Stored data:

* * * * * * *

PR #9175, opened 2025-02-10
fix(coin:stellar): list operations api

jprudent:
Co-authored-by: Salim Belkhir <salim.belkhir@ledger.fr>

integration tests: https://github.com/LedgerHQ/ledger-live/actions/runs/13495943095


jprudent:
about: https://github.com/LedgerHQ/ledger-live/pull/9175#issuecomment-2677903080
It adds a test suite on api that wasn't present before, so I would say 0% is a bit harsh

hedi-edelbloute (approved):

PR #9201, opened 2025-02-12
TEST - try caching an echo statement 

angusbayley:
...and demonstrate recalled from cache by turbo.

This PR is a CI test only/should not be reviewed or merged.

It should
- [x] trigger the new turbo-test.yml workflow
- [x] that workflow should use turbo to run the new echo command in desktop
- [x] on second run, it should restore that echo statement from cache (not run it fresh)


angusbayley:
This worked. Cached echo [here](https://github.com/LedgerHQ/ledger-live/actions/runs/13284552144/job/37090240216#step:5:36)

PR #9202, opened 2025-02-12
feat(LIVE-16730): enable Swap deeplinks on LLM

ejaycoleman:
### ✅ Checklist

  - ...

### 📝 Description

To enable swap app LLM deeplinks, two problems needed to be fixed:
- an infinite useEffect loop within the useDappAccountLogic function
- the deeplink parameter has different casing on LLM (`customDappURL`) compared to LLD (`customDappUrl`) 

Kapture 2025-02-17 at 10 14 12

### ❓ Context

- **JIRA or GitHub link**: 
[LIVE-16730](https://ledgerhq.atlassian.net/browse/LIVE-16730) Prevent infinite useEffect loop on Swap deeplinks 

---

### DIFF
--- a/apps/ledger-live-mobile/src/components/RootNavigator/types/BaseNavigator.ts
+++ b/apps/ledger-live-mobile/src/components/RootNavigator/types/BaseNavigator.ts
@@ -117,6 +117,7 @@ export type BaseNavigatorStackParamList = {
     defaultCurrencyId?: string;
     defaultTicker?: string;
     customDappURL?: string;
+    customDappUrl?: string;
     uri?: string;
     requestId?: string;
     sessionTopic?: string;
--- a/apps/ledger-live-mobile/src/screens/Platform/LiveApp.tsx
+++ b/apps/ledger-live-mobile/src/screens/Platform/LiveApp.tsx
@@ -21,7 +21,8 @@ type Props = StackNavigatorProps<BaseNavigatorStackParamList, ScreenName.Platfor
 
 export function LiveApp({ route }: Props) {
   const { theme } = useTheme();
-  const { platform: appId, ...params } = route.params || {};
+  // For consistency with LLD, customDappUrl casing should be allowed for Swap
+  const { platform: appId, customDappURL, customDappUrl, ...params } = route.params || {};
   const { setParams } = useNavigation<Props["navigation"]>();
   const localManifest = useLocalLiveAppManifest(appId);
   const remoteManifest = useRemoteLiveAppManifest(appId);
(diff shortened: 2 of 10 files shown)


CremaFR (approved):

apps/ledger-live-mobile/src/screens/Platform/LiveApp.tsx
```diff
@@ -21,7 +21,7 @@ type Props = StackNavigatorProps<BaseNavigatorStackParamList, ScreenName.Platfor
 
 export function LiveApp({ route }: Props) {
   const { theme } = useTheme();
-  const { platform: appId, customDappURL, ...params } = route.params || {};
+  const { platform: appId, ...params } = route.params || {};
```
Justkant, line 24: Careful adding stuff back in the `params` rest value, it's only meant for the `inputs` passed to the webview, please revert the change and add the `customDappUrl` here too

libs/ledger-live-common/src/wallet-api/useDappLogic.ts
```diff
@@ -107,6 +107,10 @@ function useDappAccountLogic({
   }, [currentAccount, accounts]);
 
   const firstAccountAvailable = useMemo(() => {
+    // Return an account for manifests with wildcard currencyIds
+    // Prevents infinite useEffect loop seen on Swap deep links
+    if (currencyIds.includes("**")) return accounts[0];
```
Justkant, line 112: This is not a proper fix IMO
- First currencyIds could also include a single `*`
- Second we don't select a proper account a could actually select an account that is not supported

* * * * * * *

If a line of the data above contains "const", copy it out.

#### [ANSWER BOX]
   const { theme } = useTheme();
-  const { platform: appId, ...params } = route.params || {};
+  const { platform: appId, customDappURL, customDappUrl, ...params } = route.params || {};
   const { setParams } = useNavigation<Props["navigation"]>();
   const localManifest = useLocalLiveAppManifest(appId);
   const remoteManifest = useRemoteLiveAppManifest(appId);
   const { theme } = useTheme();
-  const { platform: appId, customDappURL, ...params } = route.params || {};
+  const { platform: appId, ...params } = route.params || {};
   const firstAccountAvailable = useMemo(() => {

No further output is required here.